When I met the class way back in September and told them I would be teaching them science, I had requests right away from a few students to do the infamous diet coke and mentos experiment. I promised them that we would do it some time this year and today was the day.
Five students knew what to expect but the others didn't. They were a little surprised! For the first go, we used a geyser tube which is a plastic contraption made specifically for this experiment. It produces excellent results! I asked the students what they thought had happened...we had suggestions of the gravity of the mentos being pulled down causing it, the mint of the candy being the cause, the chemicals in the pop or as one student was sure of, it must have been a chemical reaction like our alka seltzer rocket experiment.
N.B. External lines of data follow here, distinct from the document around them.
PR #637, opened 2020-05-25
fix R version to use R old-release

fmichonneau:
@jcoliver this is to fix the R version during the build process to R 3.6.3.


fmichonneau:
specifically requesting the install of git2r seems to address the issue in Travis.

PR #642, opened 2020-06-01
fixed screenshot filenames

maggimars:
This is an updated pull request to one I submitted previously. The previous pr included new screen shots with a more recent version of Rstudio but instead of replacing files I added new ones with the suffix _updated. Now, the files are simply replaced and the filenames are unchanged in the lesson Rmd.


jcoliver:
Thanks for the update, @maggimars !

PR #641, opened 2020-05-31
Adapt "Data structures part 2" to R >= 4.0

csoneson:
This PR adapts the "Data structures part 2" episode to be compliant with R >= 4.0 (in particular, the change in the stringsAsFactors default value). 

This addresses issue #633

I explained, in grade 3 type language, the physical reaction that actually occurs (based on my years of researching this with my own sons!).
For the next go, I asked students to specifically observe what was happening in the bottle, above the bottle and to estimate how high the expulsion reached. We used a metre stick held up by a student as a referent and our highest expulsion reached about 4.5 metres.
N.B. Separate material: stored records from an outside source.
PR #651, opened 2020-06-30

pdavid-create:
I made this change because in the April 22-23, 2020 instructor training and breakout sessions we discussed not using dismissive language and the word "basic" may be interpreted as such.  Thus, changing the word in the "Exploring Data Frames" lesson from basic to fundamental is suggested.


jcoliver:
Thanks for the PR, @pdavid-create . On the fence about this one, as "fundamental" carries different weight than does "basic".

jcoliver:
Closing this for now, as we are doing a significant revision of episode 5 due to changes introduced in R 4.0.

We also tried a more "homemade" device by rolling up a tube of construction paper to hold the mentos in and using an index card to cover the top of the bottle with the tube of mentos above it. A student held the card for me, pulled it and I yelled "run"! I got diet coked, much to the amusement of the students!
We compared results and the students understood how our homemade device could cause "failure" in so many ways and had ideas for improvements. A colleague of mine dropped by to see what was going on and wondered aloud to the students what might happen with different kinds of candies. Oh, that got their minds going with all sorts of ideas!